人の目が無いときに自分の行動を規制できるのは、自分自身の目です。
“良心”とも言えます。
「天地神明に誓って」と申しますが、天に恥じることのないものが良心でしょう。
現代は、“天”という概念、認識が無くなってきたのではないでしょうか。
「お天道様が見てござる」と言ってたしなめてくれるお年よりも少なくなった気がします。

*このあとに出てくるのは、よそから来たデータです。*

PR #1480, opened 2026-08-11
fix(desktop): apply star map card menu actions to the selection

huntharo:
## The bug

Shift-drag on the Star Map gathers cards the same way shift-click gathers rows in the thread list, and the cards stay lit when a card's kebab is opened. **Archive thread** then archived exactly one thread — the card whose kebab was used.

What the operator sees is worse than "one card archived": removing a card re-lays-out the cloud, so it visibly shifts. Reported as *"I thought 'oh it's gone!' … but it was like 6" over to the right and only the card whose kebab menu I interacted with was gone."* The gesture that selected five cards was silently discarded by the menu that came next.

## The fix

The kebab resolves its targets the way `Sidebar`'s thread context menu already does (`resolveContextMenuThreads`):

- A menu opened on a **selected** card is about the **whole selection**.
- A menu opened on a card **outside** the selection is about **that card alone**, and leaves the selection untouched.

The label carries the count — `Archive 4 threads` — so the scope is visible *before* the click rather than inferred from the aftermath. **Mark as seen** follows the same rule (over the selected cards that are actually unread). **Open in full view** stays single-target: a selection is a set of things to act on, not a set of windows to open.

Targets settle as a group via `Promise.allSettled`, so:

- one offline peer cannot cancel the archives that would have landed,
- the first failure is surfaced in the existing card-error alert,
- every owning cloud refreshes even after a partial failure, since the map is now stale for whichever cards did land.

Archived cards are removed from the selection. That is deliberately different from the existing rule for cards a filter or a flapping instance takes off the map (those stay selected on purpose — see `commitSelectionMove`); archived ones are not coming back, so a counter that keeps naming them is simply wrong.

## Tests

Five new cases in `star-map-selection.test.tsx`. Four of them fail on the pre-fix `StarMapScreen.tsx` (verified by stashing the source change); the fifth pins the unchanged single-card behavior so the fix can't over-reach:

- archives every selected card, not only the one whose kebab was used
- marks the whole selection seen from one card's kebab
- acts on one card when its kebab is opened outside the selection *(passes before and after — the guard)*
- archives the rest of the selection when one card fails, and says which
- stops counting cards it archived

`pnpm test apps/desktop/src/renderer/src/features/star-map/` — 18 files, 261 tests pass. `pnpm typecheck` and `pnpm lint:eslint` clean (0 errors, no new warnings).

## Not addressed

The cloud re-layout when cards leave is untouched — with the whole selection archived it now reads correctly.

### DIFF
--- a/apps/desktop/src/renderer/src/features/star-map/StarMapScreen.tsx
+++ b/apps/desktop/src/renderer/src/features/star-map/StarMapScreen.tsx
@@ -1113,6 +1113,19 @@ export function StarMapScreen(props: StarMapScreenProps) {
   const [marquee, setMarquee] = useState<SnapRect | undefined>(undefined);
 
   /**
+   * A card key names its owning instance, and the local instance's durable
+   * id only arrives with federation health — until then the local cloud is
+   * keyed "local". A selection swept in that window points at a cloud that
+   * no longer exists the moment health lands: the counter keeps counting,
+   * no card paints as selected, and the kebab finds nothing of it to act
+   * on. Drop it, the same way a card withholds dragging until the durable
+   * id is known rather than persisting against the placeholder.
+   */
+  useEffect(() => {
+    setSelection((current) => (current.size > 0 ? new Set() : current));
+  }, [localInstanceId]);
+
+  /**
    * Refresh whichever cloud owns a thread. Archive removes it from the
    * owning instance, so the map has to re-fetch rather than guess.
    */
--- a/apps/desktop/src/renderer/src/features/star-map/StarMapScreen.tsx
+++ b/apps/desktop/src/renderer/src/features/star-map/StarMapScreen.tsx
@@ -183,6 +183,19 @@ type StarMapCardTarget = {
   thread: NavigationThreadSummary;
 };
 
+/**
+ * What one card's menu acts on: every target, and the subset an unread
+ * action applies to. Resolved together because both are answers to the
+ * same question — which cards is this menu about — and splitting them
+ * put a per-card `filter` back in the render path.
+ */
+type StarMapCardTargets = {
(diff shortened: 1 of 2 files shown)


huntharo:
Review follow-ups pushed in e6e263ea0 — all six findings addressed.

**#1 Projects lens made an invisible selection destructive (the real bug).** Two holes, both closed:
- `cardRects` is now empty under the projects lens. That lens draws none of `bodies` — its cards sit on project arms — so a marquee there was measured against lane rects nothing is painted at, selecting cards the operator could not see.
- A lens change drops the selection, so one swept in Lanes can't be carried into a lens that paints no selected state.

Both are pinned by new tests, and both were confirmed failing with the guards reverted.

**#2 Failure copy carries the counts.** `Could not archive 1 of 3 threads: peer is offline`. Single-card actions read `Could not archive that thread: <reason>` — which also fixes the old behavior where the reason replaced the context entirely.

**#3 Prune moved into the per-card success path.** A card whose archive was refused is still on the map, so it stays selected; only the ones that actually left drop out of the count.

**#4 Reverted the error auto-clear.** A successful action no longer wipes an unrelated error nobody has read; the dismiss button is still the way out. (This was an undeclared behavior change in the first commit.)

**#5 Selection resolved once per render** via a memo, instead of once per card — the render was quadratic in a selection an operator can sweep to 40 cards a cloud.

**#6 Documented** the deliberate mark-seen subset choice in a comment.

Test gaps from the review are filled too: refresh-once-per-cloud (dedupe), selected cards no longer on the map being skipped, and the retained-selection-after-failure case.

265 star-map tests pass; full renderer suite 2433/2433; typecheck clean; ESLint 0 errors, no new warnings.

しかし、何かを祈ったり、感動したときなどは、自然と空(天)を仰ぎませんか?
何かやましいとこがあると、逆に顔をうつむかせます。
「良心は両親が育てる」ものです。
わが子の心の中に良心という規範を与えておかなければ、人の目さえなければ、何でもOKと
いった姿勢を身につけさせてしまいます。
道徳観と倫理観の違いから少し説明してみましょう。
「そんなことしては、人様(世間)の手前恥ずかしいことですよ」というのが「道徳観」であり、
「そんなことは、空恐ろしくてできません」というのが「倫理観」ととらえてください。
自分の行動を照らし合わせている対象が違うのです。
道徳観は、人の目です。
倫理観は、内からこみあげてくるものではないでしょうか。まさに良心です。
“惻隠”という言葉があります。
普通の人間性を備えている者であれば、命あるものを簡単に殺せるはずはないはずです。
人の苦しみを黙って見過ごすことはできないはずです。
この心性を“惻隠”というのです。
誰に見られるではなく、精神的に、生理的に受け付けられない。
それが倫理観です。
「天」という認識をもてなければ、母親(父親)の顔を思い浮かべては、いかがでしょうか。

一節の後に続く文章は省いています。